#### [AIM OF THE TASK]
What lines of the data below hold "Split"? Show them.

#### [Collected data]
PR #1211, opened 2021-01-05
fix ask block inside on a / b pressed controller event

jwunderl:
fix https://github.com/microsoft/pxt-arcade/issues/2738
fix https://github.com/microsoft/pxt-arcade/issues/1639

Someday we should probably see about better handling for controller events creating new scenes / maybe think on the queuing behavior~


riknoll (approved):

riknoll:
Is this is a problem with our other dialogs? like show long text or ask for string

jwunderl:
The other ones all handle it properly already~

livcheerful (approved):

PR #1215, opened 2021-01-19
Add animation blocks by default

jwunderl:
Move the 'new' animation blocks in as a default blocks, top of advanced:

alwaysAnimations

The animations extension now just adds in the 'legacy' blocks. I can rename the extension if we want, but that ends up being a bit tedious as built in extensions use the name from pxt.json across the editor (e.g. for finding the path for the icon, in the compiler, etc) and would require a change in all existing docs.

close https://github.com/microsoft/pxt-arcade/issues/2903


Jaqster:
Looks good Joey.  Can we at least update the extension description?  Make sure we specify that these are older, legacy blocks?  I'm anticipating there will be a bit of confusion between the built-in and extension.  Especially for folks who were used to using the extension...

jwunderl:
Yes, I changed it a bit here https://github.com/microsoft/pxt-common-packages/pull/1215/files#diff-5dd59269af30bfdb230293ba8d0d31919cf60eb7e436cd5932404f3855425967R3

Maybe adding legacy would be enough?

```
"Legacy state based animations for sprites"
```

Jaqster:
Yes, I think that would be helpful.  By the way, what do you think about fleshing out the https://arcade.makecode.com/extensions page as a way to give people more information about all the different extensions available without having to go into the editor?  Like we do on https://makecode.microbit.org/extensions?  @ganicke?

jwunderl:
That definitely sounds useful! For what it's worth a community member on the forum started their own gist like that: [gist](https://gist.github.com/UnsignedArduino/3bc2adce4b3f687ea1967578449d014d) [src]( https://forum.makecode.com/t/extensions/5006/4?u=jwunderl)

ganicke:
Yeah @jwunderl, we can beef up the [extensions](https://arcade.makecode.com/extensions) page and add a library of selected ones.

abchatra:
I think it is time to remove "legacy" and say "State based". We added "legacy" thinking we will deprecate in six months or so. It is been over an year and half and we still plan to support it as folks find it useful.  In my opinion this is going to stay forever.  What do you all think?

Jaqster:
We used to have all animations in an extension.  Then we moved some of these blocks out of the extension and into the editor.  But the extension is still there.  This is going to be confusing for a while.  The more we can differentiate the built-in blocks from the extension, the better.  Maybe we can change the image on the extension if we can't change the name?  Just changing the description to "state-based animations" is not going to be enough IMO.

jwunderl:
Okay, all up to date with switch from legacy -> advanced ~

livcheerful (approved):

PR #1219, opened 2021-01-20
Split wall & tile flag, add top level blocks for flags in tutorials

jwunderl:
A decent amount of the changes are whitespace, I'll add some annotations where I made actual changes & here's an 'ignore whitespace' view: https://github.com/microsoft/pxt-common-packages/pull/1219/files?diff=unified&w=1

Separate ghost flags even more, so walls and tile overlaps are handled by separate flags. @riknoll @shakao @livcheerful question on behavior for an edge case; if a sprite is set to 'ghost through walls' and has an 'on overlap tile' event, if it overlaps a wall should that trigger? Currently we don't trigger overlap events with walls (as you shouldn't overlap with a wall / it should push you back), but I'm leaning towards making it so when you're a wall ghost you can overlap those when you can walk through them. (this commit is the change for this behavior: https://github.com/microsoft/pxt-common-packages/pull/1219/commits/945cd2b5bd70bf453a455b045303c4ba6cc105e5)

For the blocks to separate out, I checked which flags are used in docs/tutorials and it matched what we expected (plus auto destroy, which I think is a good one as well):

image

image

and here's a build in case anyone wants to test, my linked blockly is a little out of date so the text input bug is still there:

https://arcade.makecode.com/app/ebcd7e4adbfc152f68fa666eefa50ac2c445b000-e509f9a3d2

and a quick bad sample game for that: https://makecode.com/_3TDTLiWV888A

### DIFF
--- a/libs/game/physics.ts
+++ b/libs/game/physics.ts
@@ -570,7 +570,7 @@ class ArcadePhysicsEngine extends PhysicsEngine {
                         tileScale
                     );
 
-                    // if the sprite can can move through walls, it can overlap the underlying tile.
+                    // if the sprite can move through walls, it can overlap the underlying tile.
                     if (!tm.isObstacle(x0, y0) || !!(s.flags & sprites.Flag.GhostThroughWalls)) {
                         overlappedTiles.push(tm.getTile(x0, y0));
                     }
--- a/libs/game/physics.ts
+++ b/libs/game/physics.ts
@@ -570,7 +570,8 @@ class ArcadePhysicsEngine extends PhysicsEngine {
                         tileScale
                     );
 
-                    if (!tm.isObstacle(x0, y0)) {
+                    // if the sprite can can move through walls, it can overlap the underlying tile.
+                    if (!tm.isObstacle(x0, y0) || !!(s.flags & sprites.Flag.GhostThroughWalls)) {
                         overlappedTiles.push(tm.getTile(x0, y0));
                     }
                 }
--- a/libs/game/physics.ts
+++ b/libs/game/physics.ts
@@ -24,9 +24,11 @@ class PhysicsEngine {
 }
 
 const MAX_TIME_STEP = 100; // milliseconds
-const SPRITE_CANNOT_COLLIDE = SpriteFlag.NoTileCollisions | sprites.Flag.Destroyed | SpriteFlag.RelativeToCamera;
-const SPRITE_CANNOT_OVERLAP = SpriteFlag.NoSpriteOverlaps | sprites.Flag.Destroyed | SpriteFlag.RelativeToCamera;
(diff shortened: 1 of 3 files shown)


libs/game/physics.ts
```diff
@@ -373,215 +370,215 @@ class ArcadePhysicsEngine extends PhysicsEngine {
             s._lastY
         );
 
-        const overlappedTiles: tiles.Location[] = [];
```
jwunderl, line 376: We were making this early in the step for dx and populating it with tiles we 'ran into', but this is unnecessary as the portion at the bottom already checks the tiles the sprite is touching & we're only ever moving < 2px per step here anyways. (and the dy one was actually just keeping it in the scope of the dy movement, and not doing anything with the array)

libs/game/sprite.ts
```diff
@@ -726,10 +728,43 @@ class Sprite extends sprites.BaseSprite {
...
+        this.setFlag(SpriteFlag.BounceOnWall, on);
+    }
+
+    /**
+     * Set whether a sprite should be destroyed when it leaves the screen (on) or not (off)
+     */
+    //% group="Effects"
+    //% weight=20
+    //% blockId=spritesetsetautodestroy block="set %sprite(mySprite) auto destroy %on=toggleOnOff"
+    //% on.defl=true
```
jwunderl, line 758: I figured we might as well save a step in tutorials and default these to on, as they all default to off for normal sprites.

libs/game/physics.ts
```diff
@@ -352,9 +351,7 @@ class ArcadePhysicsEngine extends PhysicsEngine {
         // if the sprite is already clipping into a wall,
         // allow free movement rather than randomly 'fixing' it
         if (s.flags & sprites.Flag.IsClipping) {
-            if (tm.isOnWall(s)) {
```
jwunderl, line 355: Technically this is a behavior change, but removing this portion makes it so we can still trigger overlaps with tiles if the sprite is clipping; I think this is the right behavior, no reason that a sprite being stuck in a wall should mean it doesn't take lava damage / etc

livcheerful (approved):

libs/game/physics.ts
```diff
@@ -373,215 +370,216 @@ class ArcadePhysicsEngine extends PhysicsEngine {
...
+                                hbox.bottom
+                            ),
+                            Fx.oneHalfFx8
+                        ),
+                        tileScale
+                    );
 
-                if (!tm.isObstacle(x0, y0)) {
-                    overlappedTiles.push(tm.getTile(x0, y0));
+                    // if the sprite can can move through walls, it can overlap the underlying tile.
```
riknoll, line 573: nitpick: "can can"

PR #1220, opened 2021-01-21
[stable8.4] Split wall & tile flag, add top level blocks for flags in tutorials (#1219)

jwunderl:
port #1219 and https://github.com/microsoft/pxt-common-packages/pull/1221 to stable


jwunderl:
Updated to remove autodestroy block, default dropdown to autodestroy:

image

PR #1226, opened 2021-01-29
Add effects to music "play sound" block

klausw:
These are intended to provide some additional options for games and provide inspiration for custom sounds.

Test program based on using a modified editor with this PR included: https://makecode.com/_4PfMrpP9bg0h

Adapted from this standalone demo: https://makecode.com/_2uac15Pjbig9

PR #1216, opened 2021-01-20
Update the sprite 'set-flag' ref page

ganicke:
Update the flags in the ref page for `sprite.setFlag()`. A new **Flags** section is added with descriptions and usage examples for each flag.

RE: https://github.com/microsoft/pxt-arcade/issues/2923

PR #1229, opened 2021-02-04
[stable8.4] Cherry picks for release

jwunderl:
* #1224 : github actions
* #1226: new sounds from klaus that are amazing
* #1216: ref page updates for flags; need release to pick up the two new help links, also needed for packaging into electron app anyways
* #1225: subtle issue where sprite remains in allOfKind temporarily when destroyed with effects; we ran into this one several times on stream
* #1223: fix friction calculation when vy > 0
* #1227: fix visual bug when drawing sprites partially offscreen on left / top with non-integer x/y; https://github.com/microsoft/pxt-arcade/issues/3032 hits this bug (it's what causes the shifting in the energy bars. Not strictly a regression, but the floating point fix caused this to occur slightly more often / be more common to hit
* #1228: the standalone sprite create block requested for course / ease of use


abchatra (approved):

abchatra:
Looks good to me. Feel free to merge & bump

PR #1233, opened 2021-02-25
improvements to VM for ESP32 support

mmoskal:
Add support for VM running on ESP32 from flash. Also:

* fix a bug where string concatenation would be completely broken in some cases (not sure if there's any bug on this; the "nice" thing is that only the first access to such concatenated string would point into garbage memory)
* use C++ template magic for .text-section string literals with VT pointers => also don't runtime-allocate string literals in VM
* add skiplist_packed string literals (take less space in flash)
* change `vtable` static type to be pointer (it usually is - helps with gdb)
* optimize `x/1`
* there's no longer pre-alloc phase for VM - a few arrays are allocated with regular malloc(), but no GC-able objects are created during VM image load
* the VM image can now be read-only (provided it has the right VT pointers set)


eanders-MS (approved):
:shipit:

PR #1235, opened 2021-03-01
Changes for vm operation

eanders-MS:
Changes to get pxt.dll working in Unity.

### DIFF
--- a/libs/core---vm/scheduler.cpp
+++ b/libs/core---vm/scheduler.cpp
@@ -97,8 +97,12 @@ static void panic_core(int error_code) {
 extern "C" void target_panic(int error_code) {
     panic_core(error_code);
 
+#if defined(PXT_VM)
+    systemReset();
+#else
     while (1)
         sleep_core_us(10000);
+#endif
 }
 
 DLLEXPORT int pxt_get_panic_code() {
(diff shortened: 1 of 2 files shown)


mmoskal (approved):
we'll need to change this when PXT64 is not defined (especially ESP32), but I'll take care of that together with a ton of other changes that are there already

libs/core---vm/scheduler.cpp
```diff
@@ -97,8 +97,12 @@ static void panic_core(int error_code) {
 extern "C" void target_panic(int error_code) {
     panic_core(error_code);
 
+#if defined(PXT_VM)
```
eanders-MS, line 100: The `while (1)` loop was locking pxt.dll, and would freeze Unity the next time it made a dll call. I'm not certain this is the best solution, but does improve things.

mmoskal: I think that's cool. My comment was about allocating 1M always :)

eanders-MS: For pxt.dll/.so/.dylib, could it just use the regular heap? No strict size limitation?

mmoskal: It could be it will be difficult to track which pointers are in heap (isReadOnly() intention). I would rather allocate 16M if needed. The memory situation is quite bi-modal - either you have ~100k or you have ~100M it seems.

PR #1238, opened 2021-03-16
add protected flash writes/erases for when SD is in use

jamesadevine:
Soft device requires control over everything...

### DIFF
--- a/libs/settings/NRF52Flash.cpp
+++ b/libs/settings/NRF52Flash.cpp
@@ -9,6 +9,30 @@ namespace codal {
 
 #define waitForLast() while ((NRF_NVMC->READY & NVMC_READY_READY_Msk) == 0);
 
+static volatile bool flash_op_complete = false;
+
+#ifdef SOFTDEVICE_PRESENT
+#include "nrf_sdh_soc.h"
+
+static void nvmc_event_handler(uint32_t sys_evt, void *)
+{
+    if (sys_evt == NRF_EVT_FLASH_OPERATION_SUCCESS)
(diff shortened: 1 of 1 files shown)


libs/settings/NRF52Flash.cpp
```diff
@@ -56,21 +98,40 @@ int ZFlash::writeBytes(uintptr_t dst, const void *src, uint32_t len) {
...
-            *dp++ = v;
-            waitForLast();
-        } else {
-            dp++;
+        while(1)
+        {
+            if (sd_flash_write((uint32_t *)dp, (uint32_t *)sp, len) == NRF_SUCCESS)
+                break;
+
+            system_timer_wait_ms(10);
```
mmoskal, line 111: I think this may be too slow for anything useful. Maybe you can spin on flash_op_complete?

jamesadevine: If the previous call does not go through then flash_op_complete will never trigger as the async callback will never take place. This is the same code that is used in microbit codal now!

mmoskal: so you're saying the wait_ms is usually not hit?

jamesadevine: From my observations during my primitive testing, I have not yet hit this condition. I have only ever gotten NRF_SUCCESS back from these calls.

mmoskal (approved):

jamesadevine:
@mmoskal Can we merge?

mmoskal:
I mean it was approved...

PR #1241, opened 2021-03-25
Update example for 'place on random tile' page

ganicke:
Add a `jres` section and update example to use the defined tilemap.

Fixes https://github.com/microsoft/pxt-arcade/issues/3358


jwunderl (approved):
LGTM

#### [OUTPUT OF THE TASK]
Split wall & tile flag, add top level blocks for flags in tutorials
[stable8.4] Split wall & tile flag, add top level blocks for flags in tutorials (#1219)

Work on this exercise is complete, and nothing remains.